Records for the task.
*** Begin section ***

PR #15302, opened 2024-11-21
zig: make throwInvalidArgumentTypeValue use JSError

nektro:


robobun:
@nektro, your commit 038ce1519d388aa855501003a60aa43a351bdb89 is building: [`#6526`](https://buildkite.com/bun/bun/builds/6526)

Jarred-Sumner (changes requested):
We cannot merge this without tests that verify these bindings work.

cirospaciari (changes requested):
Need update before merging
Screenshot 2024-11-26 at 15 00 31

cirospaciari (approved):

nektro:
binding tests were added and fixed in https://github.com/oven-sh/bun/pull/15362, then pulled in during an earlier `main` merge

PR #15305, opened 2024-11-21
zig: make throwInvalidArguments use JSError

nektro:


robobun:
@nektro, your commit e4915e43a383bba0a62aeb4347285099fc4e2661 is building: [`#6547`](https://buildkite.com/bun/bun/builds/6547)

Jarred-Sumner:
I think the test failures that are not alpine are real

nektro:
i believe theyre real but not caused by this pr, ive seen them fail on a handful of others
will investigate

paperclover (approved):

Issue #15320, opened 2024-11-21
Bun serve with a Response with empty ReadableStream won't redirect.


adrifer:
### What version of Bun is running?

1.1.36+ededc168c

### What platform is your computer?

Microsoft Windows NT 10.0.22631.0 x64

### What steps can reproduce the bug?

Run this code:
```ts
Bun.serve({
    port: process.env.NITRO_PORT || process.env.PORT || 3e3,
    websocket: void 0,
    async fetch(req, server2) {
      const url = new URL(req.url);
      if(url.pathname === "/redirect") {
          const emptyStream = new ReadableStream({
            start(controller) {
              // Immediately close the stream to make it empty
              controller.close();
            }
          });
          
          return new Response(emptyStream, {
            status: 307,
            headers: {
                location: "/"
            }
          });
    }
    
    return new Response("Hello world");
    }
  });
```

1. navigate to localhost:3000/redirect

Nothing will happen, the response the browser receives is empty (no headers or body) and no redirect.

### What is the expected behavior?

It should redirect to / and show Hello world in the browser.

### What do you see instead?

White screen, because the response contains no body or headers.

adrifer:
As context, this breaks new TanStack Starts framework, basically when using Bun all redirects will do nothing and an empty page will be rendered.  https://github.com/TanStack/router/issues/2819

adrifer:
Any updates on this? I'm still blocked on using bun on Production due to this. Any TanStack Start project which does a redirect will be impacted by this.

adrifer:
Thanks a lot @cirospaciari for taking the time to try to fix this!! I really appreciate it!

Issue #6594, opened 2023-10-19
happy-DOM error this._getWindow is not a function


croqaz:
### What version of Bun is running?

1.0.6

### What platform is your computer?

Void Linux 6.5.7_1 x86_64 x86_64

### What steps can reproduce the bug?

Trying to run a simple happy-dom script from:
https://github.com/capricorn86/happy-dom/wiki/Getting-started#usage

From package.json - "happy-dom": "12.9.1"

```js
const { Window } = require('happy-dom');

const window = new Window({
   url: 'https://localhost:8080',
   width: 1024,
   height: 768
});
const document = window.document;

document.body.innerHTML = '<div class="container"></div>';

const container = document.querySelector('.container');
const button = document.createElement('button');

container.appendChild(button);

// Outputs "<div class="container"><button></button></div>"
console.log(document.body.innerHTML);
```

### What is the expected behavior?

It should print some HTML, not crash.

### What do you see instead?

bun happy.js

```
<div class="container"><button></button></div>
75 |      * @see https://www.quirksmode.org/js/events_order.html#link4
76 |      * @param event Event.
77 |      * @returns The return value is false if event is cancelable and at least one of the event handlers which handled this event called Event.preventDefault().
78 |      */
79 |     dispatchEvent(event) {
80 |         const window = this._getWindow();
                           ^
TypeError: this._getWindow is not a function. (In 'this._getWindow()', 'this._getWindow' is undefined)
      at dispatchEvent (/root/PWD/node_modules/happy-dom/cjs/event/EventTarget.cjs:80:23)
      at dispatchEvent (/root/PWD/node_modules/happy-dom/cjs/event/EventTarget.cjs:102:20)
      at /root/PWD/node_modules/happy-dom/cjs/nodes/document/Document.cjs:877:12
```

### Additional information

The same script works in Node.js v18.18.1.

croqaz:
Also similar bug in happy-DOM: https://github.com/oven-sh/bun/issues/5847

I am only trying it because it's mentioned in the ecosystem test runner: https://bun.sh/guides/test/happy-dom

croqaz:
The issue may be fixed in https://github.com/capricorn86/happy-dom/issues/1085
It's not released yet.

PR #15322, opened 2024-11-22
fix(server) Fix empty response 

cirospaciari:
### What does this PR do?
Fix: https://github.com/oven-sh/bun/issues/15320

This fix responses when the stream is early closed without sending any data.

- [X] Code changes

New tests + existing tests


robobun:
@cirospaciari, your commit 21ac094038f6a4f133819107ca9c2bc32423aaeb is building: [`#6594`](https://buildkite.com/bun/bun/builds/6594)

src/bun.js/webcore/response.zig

*** End section ***

Instructions to follow. Transcribe the data above exactly as it reads.

Worked solution.
PR #15302, opened 2024-11-21
zig: make throwInvalidArgumentTypeValue use JSError

nektro:


robobun:
@nektro, your commit 038ce1519d388aa855501003a60aa43a351bdb89 is building: [`#6526`](https://buildkite.com/bun/bun/builds/6526)

Jarred-Sumner (changes requested):
We cannot merge this without tests that verify these bindings work.

cirospaciari (changes requested):
Need update before merging
Screenshot 2024-11-26 at 15 00 31

cirospaciari (approved):

nektro:
binding tests were added and fixed in https://github.com/oven-sh/bun/pull/15362, then pulled in during an earlier `main` merge

PR #15305, opened 2024-11-21
zig: make throwInvalidArguments use JSError

nektro:


robobun:
@nektro, your commit e4915e43a383bba0a62aeb4347285099fc4e2661 is building: [`#6547`](https://buildkite.com/bun/bun/builds/6547)

Jarred-Sumner:
I think the test failures that are not alpine are real

nektro:
i believe theyre real but not caused by this pr, ive seen them fail on a handful of others
will investigate

paperclover (approved):

Issue #15320, opened 2024-11-21
Bun serve with a Response with empty ReadableStream won't redirect.


adrifer:
### What version of Bun is running?

1.1.36+ededc168c

### What platform is your computer?

Microsoft Windows NT 10.0.22631.0 x64

### What steps can reproduce the bug?

Run this code:
```ts
Bun.serve({
    port: process.env.NITRO_PORT || process.env.PORT || 3e3,
    websocket: void 0,
    async fetch(req, server2) {
      const url = new URL(req.url);
      if(url.pathname === "/redirect") {
          const emptyStream = new ReadableStream({
            start(controller) {
              // Immediately close the stream to make it empty
              controller.close();
            }
          });
          
          return new Response(emptyStream, {
            status: 307,
            headers: {
                location: "/"
            }
          });
    }
    
    return new Response("Hello world");
    }
  });
```

1. navigate to localhost:3000/redirect

Nothing will happen, the response the browser receives is empty (no headers or body) and no redirect.

### What is the expected behavior?

It should redirect to / and show Hello world in the browser.

### What do you see instead?

White screen, because the response contains no body or headers.

adrifer:
As context, this breaks new TanStack Starts framework, basically when using Bun all redirects will do nothing and an empty page will be rendered.  https://github.com/TanStack/router/issues/2819

adrifer:
Any updates on this? I'm still blocked on using bun on Production due to this. Any TanStack Start project which does a redirect will be impacted by this.

adrifer:
Thanks a lot @cirospaciari for taking the time to try to fix this!! I really appreciate it!

Issue #6594, opened 2023-10-19
happy-DOM error this._getWindow is not a function


croqaz:
### What version of Bun is running?

1.0.6

### What platform is your computer?

Void Linux 6.5.7_1 x86_64 x86_64

### What steps can reproduce the bug?

Trying to run a simple happy-dom script from:
https://github.com/capricorn86/happy-dom/wiki/Getting-started#usage

From package.json - "happy-dom": "12.9.1"

```js
const { Window } = require('happy-dom');

const window = new Window({
   url: 'https://localhost:8080',
   width: 1024,
   height: 768
});
const document = window.document;

document.body.innerHTML = '<div class="container"></div>';

const container = document.querySelector('.container');
const button = document.createElement('button');

container.appendChild(button);

// Outputs "<div class="container"><button></button></div>"
console.log(document.body.innerHTML);
```

### What is the expected behavior?

It should print some HTML, not crash.

### What do you see instead?

bun happy.js

```
<div class="container"><button></button></div>
75 |      * @see https://www.quirksmode.org/js/events_order.html#link4
76 |      * @param event Event.
77 |      * @returns The return value is false if event is cancelable and at least one of the event handlers which handled this event called Event.preventDefault().
78 |      */
79 |     dispatchEvent(event) {
80 |         const window = this._getWindow();
                           ^
TypeError: this._getWindow is not a function. (In 'this._getWindow()', 'this._getWindow' is undefined)
      at dispatchEvent (/root/PWD/node_modules/happy-dom/cjs/event/EventTarget.cjs:80:23)
      at dispatchEvent (/root/PWD/node_modules/happy-dom/cjs/event/EventTarget.cjs:102:20)
      at /root/PWD/node_modules/happy-dom/cjs/nodes/document/Document.cjs:877:12
```

### Additional information

The same script works in Node.js v18.18.1.

croqaz:
Also similar bug in happy-DOM: https://github.com/oven-sh/bun/issues/5847

I am only trying it because it's mentioned in the ecosystem test runner: https://bun.sh/guides/test/happy-dom

croqaz:
The issue may be fixed in https://github.com/capricorn86/happy-dom/issues/1085
It's not released yet.

PR #15322, opened 2024-11-22
fix(server) Fix empty response 

cirospaciari:
### What does this PR do?
Fix: https://github.com/oven-sh/bun/issues/15320

This fix responses when the stream is early closed without sending any data.

- [X] Code changes

New tests + existing tests


robobun:
@cirospaciari, your commit 21ac094038f6a4f133819107ca9c2bc32423aaeb is building: [`#6594`](https://buildkite.com/bun/bun/builds/6594)

src/bun.js/webcore/response.zig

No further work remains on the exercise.